Nikitas N. Karanikolas and Michael Vassilakopoulos

The purpose of this paper is to compare the use of two Object-Relational models against the use of a post-Relational model for a realistic application. Although real-world…

Abstract

Purpose

The purpose of this paper is to compare the use of two Object-Relational models against the use of a post-Relational model for a realistic application. Although real-world applications, in most cases, can be adequately modeled by the Entity-Relationship (ER) model, the transformation to the popular Relational model alters the representation of structures common in reality, like multi-valued and composite fields. Alternative database models have been developed to overcome these shortcomings.

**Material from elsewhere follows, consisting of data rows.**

Issue #4579, opened 2020-06-16
`amplify delete` — change prompt default value from "yes" to "no"


nchaloult:
**Is your feature request related to a problem? Please describe.**
After running `$ amplify delete`, an "are you sure you want to continue" prompt appears. The default value for that prompt is "yes."

**Describe the solution you'd like**
Since this command is dangerous and sensitive, I feel like users should have to explicitly indicate that they'd like to run the `delete` command by answering "yes" to this prompt.

**Describe alternatives you've considered**
N/A

**Additional context**
Semi-related to #4115 

I'm proposing that this prompt

    $ amplify delete
    $ ? Are you sure you want to continue? ... (Y/n)

look like this instead:

    $ amplify delete
    $ ? Are you sure you want to continue? ... (y/N)

PR #4580, opened 2020-06-16
feat: change `amplify delete` prompt default value from yes to no

nchaloult:
*Issue #, if available:*
#4579 

*Description of changes:*
After running `$ amplify delete`, an "are you sure you want to continue" prompt appears. This PR proposes to change that prompt's default response value from "yes" to "no."

### DIFF
--- a/packages/amplify-cli/src/extensions/amplify-helpers/delete-project.js
+++ b/packages/amplify-cli/src/extensions/amplify-helpers/delete-project.js
@@ -61,6 +61,7 @@ async function getConfirmation(context, env) {
       `Are you sure you want to continue? This CANNOT be undone. (This would delete ${environmentText} of the project from the cloud${
         env ? '' : ' and wipe out all the local files created by Amplify CLI'
       })`,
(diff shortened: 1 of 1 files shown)


ammarkarachi:
@nchaloult Good job following through. This might not be apparent but there are tests under /packages/amplify-e2e-tests/src/__tests__/. That test this functionality. Can you run those tests and see if they fail?

I suspect there are instances when we don't really send a 'yes' to the command line but rather just a carriage return

nchaloult:
> Can you run those tests and see if they fail?

The tests in `packages/amplify-e2e-tests/src/__tests__/delete.test.ts` passed on my machine 👍 

It looks like a 'y' is sent to stdin by `deleteProject()` in `packages/amplify-e2e-core/src/init/deleteProject.ts `:
```
...
.wait('Are you sure you want to continue?')
.sendLine('y')
.sendCarriageReturn()
...
```

ammarkarachi:
LGTM!
nice

PR #4602, opened 2020-06-17
fix: change scope of hashed files for AppSync

attilah:
*Issue #, if available:*

feat(graphql-key-transformer): add query automatically for named keys (#4458)
fix: change scope of hashed files for AppSync …
chore: fix expect string for new plugin e2e test

*Description of changes:*

Add back the following feature: Automatically add query field for named queries and expose a new argument `generateQuery` to control generation of query.

Change scope of hashed files for AppSync to guarantee change detection by CloudFormation by including build artifacts of schema compilation

Migration test is covered in a separate PR


packages/amplify-provider-awscloudformation/lib/upload-appsync-files.js
```diff
@@ -218,11 +220,30 @@ async function uploadAppSyncFiles(context, resourcesToUpdate, allResources, opti
  * should return the same hash.
  */
 async function hashDirectory(directory) {
```
SwaySway, line 222: This would create a new S3DeploymentRootKey. Wouldn't we also want to update [resource-status](https://github.com/aws-amplify/amplify-cli/blob/master/packages/amplify-cli/src/extensions/amplify-helpers/resource-status.js) as well to indicate an update is needed?

attilah: Not at part of this change, we've a separate issue around last push timestamp and hashes.

PR #10597, opened 2022-06-14
Feature: add disabled flag for deep merging directive defaults

marcvberg:
#### Description of changes
This adds a new feature flag, not yet defaulting to true for new projects. The purpose is to deep merge directive defaults, so that if the default is:

```json
{
    "foo": "bar",
    "obj": {
        "val": true,
        "this": "that"
    }
}
```
and a customer provides
```json
{
    "obj": {
        "val": false
    }
}
```

the result will be
```json
{
    "foo": "bar",
    "obj": {
        "val": false,
        "this": "that"
    }
}
```

instead of the current result, which is

```json
{
    "foo": "bar",
    "obj": {
        "val": false
    }
}
```
since only top level values are currently being merged for config defaults.

Documentation PR will be coming, I'm waiting until the feature is actually out. This enables work on the API category

#### Issue #, if available
Internally tracked

It's a feature flag, no way to validate changes

#### Checklist

- [x] PR description included
- [x] `yarn test` passes

### DIFF
--- a/packages/amplify-cli-core/src/feature-flags/featureFlags.ts
+++ b/packages/amplify-cli-core/src/feature-flags/featureFlags.ts
@@ -643,6 +643,12 @@ export class FeatureFlags {
         defaultValueForExistingProjects: false,
         defaultValueForNewProjects: false,
       },
+      {
+        name: 'shouldDeepMergeDirectiveConfigDefaults',
+        type: 'boolean',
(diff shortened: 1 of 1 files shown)


lazpavel (approved):
LGTM

sachscode (approved):

PR #10603, opened 2022-06-14
Revert "chore: add FF for primary key connection field attributes"

pavellazar:
Reverts aws-amplify/amplify-cli#10556


sachscode (approved):
LGTM

jhockett (approved):

danielleadams:
Why are we reverting this if it doesn't touch any code paths?

sachscode:
> Why are we reverting this if it doesn't touch any code paths?
@danielleadams , the consensus between @lazpavel  and Eric Straub was to not have any PRs along side a sev2 fix if it doesn't directly impact the sev2 problem space and the other thought was that if a feature flag is enabled and if for some reason studio has to rollback the version, it might result in projects which have the feature flag in the persistent state but doesn't have have the logic to handle.

PR #10850, opened 2022-08-05
fix: detect table requiring replacement

marcvberg:
#### Description of changes
Add in a condition to detect destructive updates when a sort key is added to a primary key, currently there is no warning and deploys just fail, using the `--allow-destructive-graphql-schema-updates` flag doesn't work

Design/methodology/approach

Based on the ER model of a medical application, this paper compares the information representation, manipulation and enforcement of integrity constraints through PostgreSQL and Oracle, against the use of a post-Relational model composed of the Conceptual Universal Database Language (CUDL) and the Conceptual Universal Database Language Abstraction Level (CAL).

Findings

The CAL/CUDL pair, although more periphrastic for data definition, is simpler for data insertions, does not require the use of procedural code for data updates, produces clearer output for retrieval of attributes, can accomplish retrieval of rows based on conditions that address composite data with declarative statements and supports data validation for relationships between composite data without the need for procedural code.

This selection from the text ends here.